Question

How profitable are different sectors of the stock market? One way to answer such a question is to examine profit as a percentage of stockholder equity. A random sample of 28 retail stocks such as Toys 'R' Us, Best Buy, and Gap was studied for x₁, profit as a percentage of stockholder equity. The result was x₁ = 13.9. A random sample of 36 utility (gas and electric) stocks such as Boston Edison, Wisconsin Energy, and Texas Utilities was studied for x₂, profit as a percentage of stockholder equity. The result was x₂ = 10.1. Assume that σ₁ = 4.6 and σ₂ = 4.0.

(a) Categorize the problem below according to parameter being estimated, proportion p, mean μ, difference of means μ₁ – μ₂, or difference of proportions p₁ – p₂. Then solve the problem.

μ

p₁ – p₂  

  μ₁ – μ₂

p

(b) Let μ₁ represent the population mean profit as a percentage of stockholder equity for retail stocks, and let μ₂ represent the population mean profit as a percentage of stockholder equity for utility stocks. Find a 99% confidence interval for μ₁ – μ₂. (Use 1 decimal place.)

lower limit
upper limit

(c) Examine the confidence interval and explain what it means in the context of this problem. Does the interval consist of numbers that are all positive? all negative? of different signs? At the 99% level of confidence, does it appear that the profit as a percentage of stockholder equity for retail stocks is higher than that for utility stocks?

Because the interval contains only positive numbers, we can say that the profit as a percentage of stockholder equity is higher for retail stocks.

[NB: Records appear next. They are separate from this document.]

PR #664, opened 2016-06-15
Display Delegation information on DelegationNetwork page.

andorp:


src/Frontend/Page/User.hs
```diff
@@ -60,12 +60,13 @@ data PageUserProfileCreatedIdeas = PageUserProfileCreatedIdeas CapCtx UserView L
 instance Page PageUserProfileCreatedIdeas where
     isAuthorized = userPage -- Are profiles public?
 
-newtype DelegationInfo = DelegationInfo [(User, [User])]
+-- Represents two step long delegation paths from a user.
+newtype DelegationPath = DelegationPath [(User, [User])]
```
fisx: `DelegationTree`

src/Frontend/Page/Delegation.hs
```diff
@@ -80,21 +83,19 @@ topicDelegation tid = formPageHandlerWithMsg
 
 -- | 13. Delegation network
 -- FIXME: Render all the delegations not just the current user related ones.
-data PageDelegationNetwork = PageDelegationNetwork [Delegation]
+data PageDelegationNetwork = PageDelegationNetwork DScope [DScope] [DelegationInfo]
```
fisx: also interesting here: which DScopes are parents of whom?

fisx: (not urgent, could be done in this PR or in a separate one.)

src/Frontend/Page/Delegation.hs
```diff
@@ -152,7 +153,43 @@ instance ToHtml PageDelegationNetwork where
...
+    type FormPageResult  PageDelegationNetwork = PageDelegationNetworkPayload
+
+    formAction (PageDelegationNetwork scope _ _)      = U.delegationViewScope scope
+    redirectOf _ (PageDelegationNetworkPayload scope) = U.delegationViewScope scope
+
+    makeForm (PageDelegationNetwork actualDScope dscopes _delegations) =
+        PageDelegationNetworkPayload
+        <$> ("scope" .: DF.choice delegationScopeList (Just actualDScope))
+      where
+        -- TODO: Better visual instead of show
```
fisx: yes, good idea.  if there is no HasUILabel instance, just write one.

src/Types.hs
```diff
@@ -804,6 +812,24 @@ data DScope =
 
 instance SOP.Generic DScope
 
+readEitherCS :: (ConvertibleStrings String c, Read a) => String -> Either c a
+readEitherCS = either (Left . cs) Right . readEither
```
fisx: move to mini-prelude in Types.hs?

src/Frontend/Page/Delegation.hs
```diff
@@ -152,7 +153,43 @@ instance ToHtml PageDelegationNetwork where
...
+        form $ do
+            inputSelect_ [] "scope" v
+            DF.inputSubmit "Show delegations!"
+            p_ . toHtml $ show delegations
+            img_ [src_ . U.TopStatic $ "images" </> "delegation_network_dummy.jpg"]
+
+viewDelegationNetwork :: ActionM m => Maybe DScope -> FormPageHandler m PageDelegationNetwork
+viewDelegationNetwork mscope = formPageHandler
+    (do user <- currentUser
+        let scope = fromMaybe DScopeGlobal mscope
```
fisx: this is a perfect use case for a view pattern, as `mscope` is not needed.

fisx: (just saying :-)

fisx:
LGTM!  for details see comments.

exec/RenderHtml.hs
```diff
@@ -91,6 +90,7 @@ pagesForm f =
     , f (Proxy :: Proxy PageUserSettings)
     , f (Proxy :: Proxy PageAdminSettingsEventsProtocol)
     , f (Proxy :: Proxy PageDelegateVote)
+--    , f (Proxy :: Proxy PageDelegationNetwork) -- FIXME
```
fisx: i commented that back in and it works.  why did you take it out?

src/Frontend.hs
```diff
@@ -159,7 +159,7 @@ type AulaMain =
 
        -- delegation network
   :<|> "delegation" :> "edit" :> FormHandler PageDelegateVote
-  :<|> "delegation" :> "view" :> GetH (Frame PageDelegationNetwork)
+  :<|> "delegation" :> "view" :> QueryParam "score" DScope :> FormHandler PageDelegationNetwork
```
fisx: you still need to fix this typo (`score` => `scope`).

exec/RenderHtml.hs
fisx: no need to take it back in, btw.  i've already done this in my PR.  just curious.

andorp: I just inserted there for future work.

fisx:
one more thing: we already have `DelegationNetwork`, which does the same as your new `DelegationInfo`.  either one of them should go, but it's ok if you only write a FIXME about that.

exec/RenderHtml.hs
andorp: I am happy if it works without any additional work. Previously it was a Page instance, not a FormPage.

src/Frontend/Page/Delegation.hs
andorp: Fixed in: 53e9bfd

fisx:
entering the page at dspace idea-1, but no such idea exists, and active menu entry is global.

src/Frontend/Page/Delegation.hs
```diff
@@ -166,14 +166,13 @@ instance FormPage PageDelegationNetwork where
         <$> ("scope" .: DF.choice delegationScopeList (Just actualDScope))
       where
         -- TODO: Better visual instead of show
```
fisx: dangling TODO.  i'll remove that.

fisx:
i see only "schule" and "idee" dscopes in the menu.  is that intended?

src/Persistent/Pure.hs
```diff
@@ -606,6 +608,31 @@ addDelegation = addDb dbDelegationMap
 deleteDelegation :: AUID Delegation -> AUpdate ()
 deleteDelegation did = dbDelegationMap . at did .= Nothing
 
+delegationScopeTree :: User -> Query (Tree DScopeFull)
+delegationScopeTree user = unfoldTreeM discover DScopeGlobalFull
+  where
+    discover :: DScopeFull -> Query (DScopeFull, [DScopeFull])
+    discover DScopeGlobalFull = do
+        schoolIdeas <- DScopeIdeaFull <$$> findWildIdeasBySpace SchoolSpace
+        let ideaSpaces = DScopeIdeaSpaceFull . ClassSpace <$> (user ^.. userSchoolClasses)
```
fisx: moderator should be able to see all classes.  we have that functionality somewhere, let me find it...

fisx: no, what i meant was `RoleScope` but that's different in that it drops the difference between "SchoolScope" and "all classes".  we need that distinction here.

src/Persistent/Pure.hs
```diff
@@ -606,6 +608,31 @@ addDelegation = addDb dbDelegationMap
...
+        pure (DScopeGlobalFull, schoolIdeas <> ideaSpaces)
+
+    -- FIXME: Impossible: As the Global is the School space
+    discover s@(DScopeIdeaSpaceFull SchoolSpace) = do
```
fisx: this should be removed, and the next case should cover this (just relax the pattern).

fisx:
LGTM.  will merge when green.

thanks!  (-:

fisx:
Ok, travis now runs 17 mins.  Thanks for this tweak!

Because the interval contains both positive and negative numbers, we can not say that the profit as a percentage of stockholder equity is higher for retail stocks.  

  We can not make any conclusions using this confidence interval.

Because the interval contains only negative numbers, we can say that the profit as a percentage of stockholder equity is higher for utility stocks.

Answer 1

a)
μ1 – μ2

b)

Pooled Variance
sp = sqrt(s1^2/n1 + s2^2/n2)
sp = sqrt(21.16/28 + 16/36)
sp = 1.0955

Given CI level is 0.99, hence α = 1 - 0.99 = 0.01                  
α/2 = 0.01/2 = 0.005, zc = z(α/2, df) = 2.58                  
                  
Margin of Error                  
ME = zc * sp                  
ME = 2.58 * 1.0955                  
ME = 2.826                  
                  
CI = (x1bar - x2bar - tc * sp , x1bar - x2bar + tc * sp)                  
CI = (13.9 - 20.1 - 2.58 * 1.0955 , 13.9 - 20.1 - 2.58 * 1.0955                  
CI = (-9.0 , -3.4)

c)

Because the interval contains only negative numbers, we can say that the profit as a percentage of stockholder equity is higher for utility stocks.